我忍不住争辩道:“老师,你这话未免太武断了吧。同门社不是那么愚昧的团体,你看看它吸纳的成员就知道了,报社总编、作家、诗人,还有像你一样的学术专家!”
“不要被这个迷惑了,长青!”康锦严肃地看着我说,“这才是他们蛊惑人心的地方!不要迷信那些所谓的精英人士,在信仰这个东西上,每个人都会有盲点!一个专家并不比一个农夫高明多少!”
“这点我赞成。”杨雄接话道,“那些所谓的气功大师的手法够拙劣了吧,还不是照样骗得那些高官和商业成功人士团团转?哼,这些人。”
我忽然想到一个问题:“老师,这么说,你当初给崔梦做心理测量的时候,一早就……”
康锦沉默不语,杨雄在旁边道:“这是我们一开始就决定好了的。放长线,钓大鱼。

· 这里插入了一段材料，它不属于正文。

PR #564, opened 2024-07-16
Add error for projects without non-custodial wallets enabled

bryan-eastwood3:
## Description

This PR contains:
- A resolution for [WAL-2452](https://linear.app/crossmint/issue/WAL-2452/throw-good-error-when-project-is-configured-with-custodial-wallets)
- A proposal for how we should organize errors, namely that:
  - All errors should be associated with a string code
  - This code can be thrown from our server and processed and re-thrown by our SDK (both of these are similar to how Payments works)
  - We should rely on the string error code instead of error subtypes, mostly for the sake of simplicity and DRY

Needs https://github.com/Paella-Labs/crossbit-main/pull/13973 to be landed to throw our new error and resolve the linked issue

## Test plan

TBA

### DIFF
--- a/packages/client/wallets/smart-wallet/src/error/index.ts
+++ b/packages/client/wallets/smart-wallet/src/error/index.ts
@@ -114,3 +114,9 @@ export class AdminAlreadyUsedError extends ConfigError {
         super("This signer was already used to create another wallet. Please use a different signer.");
     }
 }
+
+export class NonCustodialWalletsNotEnabledError extends ConfigError {
+    constructor() {
+        super("Non-custodial wallets are not enabled for this project");
+    }
+}
--- a/packages/client/wallets/smart-wallet/src/api/APIErrorService.ts
+++ b/packages/client/wallets/smart-wallet/src/api/APIErrorService.ts
@@ -5,6 +5,7 @@ import {
     JWTExpiredError,
     JWTIdentifierError,
     JWTInvalidError,
+    NonCustodialWalletsNotEnabledError,
     OutOfCreditsError,
     SmartWalletSDKError,
     UserWalletAlreadyCreatedError,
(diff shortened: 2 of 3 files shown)


packages/client/wallets/aa/src/api/APIErrorService.ts
```diff
@@ -0,0 +1,41 @@
+import { CrossmintServiceError } from "@/types/Error";
+import { AAErrors } from "@/types/errors";
+
+export class APIErrorService {
+    constructor(
+        private errorMessages: Record<AAErrors, string> = {
+            "wallets:aa:noncustodial-wallets-not-enabled": "<Some error message>",
```
bryan-eastwood3, line 7: Feel free to leave thoughts ;)

devlyn37 (commented):
This approach strays pretty far from the SDK spec. 

The main benefits I see for using the error subtype is being able to add properties. Some examples of where this might be useful are:
- Tx revert errors: (error name, etc)
- JWT validation errors: (expiry, issuer, etc)

packages/client/wallets/smart-wallet/src/error/index.ts
```diff
@@ -114,3 +114,9 @@ export class AdminAlreadyUsedError extends ConfigError {
         super("This signer was already used to create another wallet. Please use a different signer.");
     }
 }
+
+export class NonCustodialWalletsNotEnabledError extends ConfigError {
```
devlyn37, line 118: LGTM, let's have Alfonso audit all these before completing milestone 2.

devlyn37, line 118: We should probably have an error code here!

devlyn37 (approved):

PR #570, opened 2024-07-19
Smart Wallets: Isolate Web3Auth Specific Code Into Adapter Package

devlyn37:
## Description

Currently, we give Web3Auth pretty first class treatment, including their own signer type in the core smart wallet SDK. This does not reflect how we see the smart wallet product expanding. Developers should be able to bring their own signers, and pass them into the SDK generically, we **do not want** to write custom integrations for every signer.

In the interest of keeping the core SDK minimal, this PR extracts all web3auth related code into a separate adapter package. When clients pass in a `Web3AuthSigner`, we end up using their SDK to produce a `EIP1193Provider` and using that to sign for ops, messages, etc. Because of that, the adapter was pretty simple to write, since all it needs to do is instantiate the signer, which can easily be passed into the core smart wallet SDK.

Using the package looks like this:

```TS
import {
    Blockchain,
    SmartWalletSDK,
} from "@crossmint/client-sdk-aa-smart-wallet";
import { getWeb3AuthSigner } from "@crossmint/client-sdk-smart-wallet-web3auth-adapter";

const signer: EIP1193Provider = await getWeb3AuthSigner({
    type: "WEB3_AUTH",
    clientId: "X"
    web3AuthNetwork: "Y"
    verifierId: "Z"
    jwt,
    chain,
});

const eip1193WalletConfig = {
    signer
};

const wallet = await smartWalletSDK.getOrCreateWallet(userIdentifier, chain, eip1193WalletConfig);
```

## Test plan

Within the `passkey-release` branch of the `swc-demo`, I created a new web3auth wallet and completed the minting flow successfully.


packages/client/wallets/web3auth-adapter/src/auth.ts
```diff
@@ -11,10 +6,6 @@ export const parseToken = (token: any) => {
             typeof window !== "undefined" ? window.atob(base64) : Buffer.from(base64, "base64").toString();
         return JSON.parse(jsonPayload || "");
     } catch (err) {
-        logError("[PARSE_TOKEN] - ERROR", {
```
alfonso-paella, line 14: why was this dropped

packages/client/wallets/web3auth-adapter/src/networks.ts
```diff
@@ -0,0 +1,133 @@
...
+        ["apex", null],
+    ]).get(chain)!;
+
+    if (url == null) {
+        throw new Error(`Url provider not found for chain ${chain}`);
+    }
+    return url;
+}
+
+export function getBlockExplorerByBlockchain(chain: EVMBlockchainIncludingTestnet) {
```
alfonso-paella, line 36: Why are these part of web3auth? seems like a generic utility

alfonso-paella: actually this applies to most of the file

alfonso-paella (approved):
approved with comments

packages/client/wallets/web3auth-adapter/src/networks.ts
devlyn37: All the code in this file was exclusively used for creating the web3auth signer!

packages/client/wallets/web3auth-adapter/src/auth.ts
devlyn37: Two reasons:
- Doesn't seem that useful.
- I didn't want to copy over our entire logging setup.

packages/client/wallets/web3auth-adapter/src/networks.ts
alfonso-paella: It may be worth moving later to a core package so its usable by other parts of the SDK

”
刹那间,我全明白了!康锦根本就不相信崔梦的那一套“创世程序”理论,他之所以给出那样的鉴定结果也不是因为看着崔梦还年轻,不想因为这个事情毁了她的人生,而是他早就跟杨雄商量好的,一切都是为了配合杨雄的后续侦查!一切都是为了让我们混进“同门社”所铺垫的棋子!他俩早已知晓整个计划,只有我被蒙在鼓里!
我感到被欺骗,深深的欺骗!他们早就策划好了一切,却未曾对我透露过一星半点!我满怀质疑和愤怒地看向康锦,他却只是端起面前的绿茶,目不斜视地啜饮着。
“事情基本上可以定性了,我回头就向上面申请行动许可。”杨雄敲着桌子说,“一个以‘八目天王’为精神崇拜的邪教团体,其组织头目妄图通过各个媒体的影响力,向社会散播恐怖信息,以破坏社会稳定,造成人心惶惶的局面。”